Task statement
Every line from the beginning of the records below up to the one holding "3. De-deduplication of" should be quoted exactly; leave out the rest.

Stored data entries
Issue #1740, opened 2024-05-11
Metrics SDK improvements


cijothomas:
Opening a parent issue to track Metrics SDK improvements for [Stable release](https://github.com/open-telemetry/opentelemetry-rust/issues/1719).

**Background**
The primary function of the Metrics SDK is to accept a number `<T>` along with a slice of KeyValue pairs `<T>, &[KeyValue]`, aggregating these measurements in memory and exporting the aggregated values to Readers/Exporters as needed. Our main goals are ensuring **correctness, thread-safety, memory-efficiency and high performance**, particularly on the "hot path" where measurement reporting occurs, as this demands the utmost efficiency. Correctness/thread-safety/memory-efficiency requires extensive testing via unit tests *and* stress testing.

**Performance issues**
1. Cloning and allocation on hot path -  A significant portion of the overhead involves cloning the incoming slice to prepare `AttributeSet`. We can avoid this in many cases by using a thread-local Vec, which would reduce memory allocations, but still requires copy. Copy as well can be avoided by carefully designing temp data structures to hold references only.
2. Sorting of the Keys - This is a "identity" [requirement](https://github.com/open-telemetry/opentelemetry-rust/pull/1718), so cannot be avoided entirely. However, it is possible to avoid this in the common case, by storing both sorted and original orders for quick lookups.
3. De-deduplication of Attributes with same Keys - This is another "identify" requirement, but similar idea as above can be used to avoid this in the common case.
4. Contention - The use of a Mutex around the HashMap for aggregations leads to heavy contention. Replacing it with a `RwLock` and applying interior mutability could lessen this issue, though sharding may be necessary for further scalability improvements as demonstrated [here](https://github.com/open-telemetry/opentelemetry-rust/pull/1564).
5. Memory efficiency, mostly affecting delta - https://github.com/open-telemetry/opentelemetry-rust/issues/1598 . This is relatively easy to fix.
6. Memory issue - https://github.com/open-telemetry/opentelemetry-rust/issues/1566. This is also relatively easy to fix.

Some issues like calculating hash outside of lock, special casing 0-attributes etc. were addressed already. Also, a lot of ideas were discussed in the past (Community meetings, PRs, issues). I have attempted prototyping several of them here: https://github.com/cijothomas/metrics-mini/tree/main/metrics/src. A lot of the issues from 1,2,3, part of 4 has been addressed in the prototype, giving huge performance improvements. I plan to incorporate them to this repo soon.

[...]

PR #1833, opened 2024-05-25
Metrics Aggregation - Improve throughput by 10x

cijothomas:
Part 1 of https://github.com/open-telemetry/opentelemetry-rust/issues/1740

Modifies Sum aggregation (used by Counter/UpDownCounters), to have less contention by using `RwLock` instead of `Mutex` to access `HashMap` of values. Updates (the hot path) now only need `read()` lock as it leverages interior mutability to update the underlying value. This effectively makes the `HashMap` read-heavy, and only need `read()` locks in hot path, **significantly reducing contention**, and thereby boosting throughput.

Perf numbers from metrics stress test confirms the above: we jump from **3 M/sec to 35 M/sec, i.e 10X jump!** 
Criterion based benchmarks uses single thread and hence, won't show contention. They are not expected to change at all with the changes in this PR - and results show no change.

This PR focused on throughput only, and the next set of PRs (which require more refactoring), will boost the benchmarks as well significantly.


lalitb:
Nice work! updating the value atomically under read lock seems to have boosted the throughout a lot :) Changes look good on quick scan, will review it thoroughly. and though we can get some more juice with #1564 , we are hopefully good for now with this piece of code.

cijothomas:
> Nice work! updating the value atomically under read lock seems to have boosted the throughout a lot :) Changes look good on quick scan, will review it thoroughly. and though we can get some more juice with #1564 , we are hopefully good for now with these changes.

Once contention is avoided (this PR), we are unlikely to gain _hot path_ perf by just sharding alone. But that'll surely help ease the spikes when collect() thread runs, as we can do locks on smaller section instead of whole. We can revisit the sharding logics from 1564.

opentelemetry-sdk/src/metrics/internal/sum.rs
```diff
@@ -1,8 +1,9 @@
+// use std::f32::consts::E;
```
TommyCpp, line 1: Is it needed

hdost (approved):

lalitb (approved):

utpilla (approved):

opentelemetry-sdk/src/metrics/internal/sum.rs
cijothomas: No! Removed.

cijothomas:
> > Nice work! updating the value atomically under read lock seems to have boosted the throughout a lot :) Changes look good on quick scan, will review it thoroughly. and though we can get some more juice with #1564 , we are hopefully good for now with these changes.
> 
> Once contention is avoided (this PR), we are unlikely to gain _hot path_ perf by just sharding alone. But that'll surely help ease the spikes when collect() thread runs, as we can do locks on smaller section instead of whole. We can revisit the sharding logics from 1564.

Correction. Sharding still helps updates() compete less with other updates() that need to insert a new KVP combination.

Issue #1817, opened 2024-05-24
Add metrics aggregation tests to ensure correctness


cijothomas:
The [current tests](https://github.com/open-telemetry/opentelemetry-rust/blob/main/opentelemetry-sdk/src/metrics/mod.rs#L164-L176) are only covering Counters.

We need to replicate the same for all instruments. 
Multi-threaded tests are nice to have, but not a must before beta.

utpilla:
I would like to take this up.

cijothomas:
Thanks! Assigned. Lack of test is giving me less confidence to do big refactoring to get perf boost. For now I'll focus on Counters, which do have some coverage.

cijothomas:
Closing as we have this mostly covered.

PR #1834, opened 2024-05-26
Add tests for Histogram metrics

cijothomas:
A small part to help kick start https://github.com/open-telemetry/opentelemetry-rust/issues/1817 
Also, stress test for Histograms. (Histograms have to update multiple memory points, so it must leverage different synchronization mechanisms, and hence must be tested separately)


stress/Cargo.toml
```diff
@@ -4,11 +4,16 @@ version = "0.1.0"
 edition = "2021"
 publish = false
 
-[[bin]] # Bin to run the metrics stress tests
+[[bin]] # Bin to run the metrics stress tests for Counter
 name = "metrics"
```
TommyCpp, line 8: Can we just rename this with _counter suffix?

cijothomas: I renamed the files, and temporarily retaining "metrics" as bin name for counters, just to make it easy to run it, given it is run most frequently. once we are done with refactoring, will use full names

Solution to this task
Issue #1740, opened 2024-05-11
Metrics SDK improvements


cijothomas:
Opening a parent issue to track Metrics SDK improvements for [Stable release](https://github.com/open-telemetry/opentelemetry-rust/issues/1719).

**Background**
The primary function of the Metrics SDK is to accept a number `<T>` along with a slice of KeyValue pairs `<T>, &[KeyValue]`, aggregating these measurements in memory and exporting the aggregated values to Readers/Exporters as needed. Our main goals are ensuring **correctness, thread-safety, memory-efficiency and high performance**, particularly on the "hot path" where measurement reporting occurs, as this demands the utmost efficiency. Correctness/thread-safety/memory-efficiency requires extensive testing via unit tests *and* stress testing.

**Performance issues**
1. Cloning and allocation on hot path -  A significant portion of the overhead involves cloning the incoming slice to prepare `AttributeSet`. We can avoid this in many cases by using a thread-local Vec, which would reduce memory allocations, but still requires copy. Copy as well can be avoided by carefully designing temp data structures to hold references only.
2. Sorting of the Keys - This is a "identity" [requirement](https://github.com/open-telemetry/opentelemetry-rust/pull/1718), so cannot be avoided entirely. However, it is possible to avoid this in the common case, by storing both sorted and original orders for quick lookups.
3. De-deduplication of Attributes with same Keys - This is another "identify" requirement, but similar idea as above can be used to avoid this in the common case.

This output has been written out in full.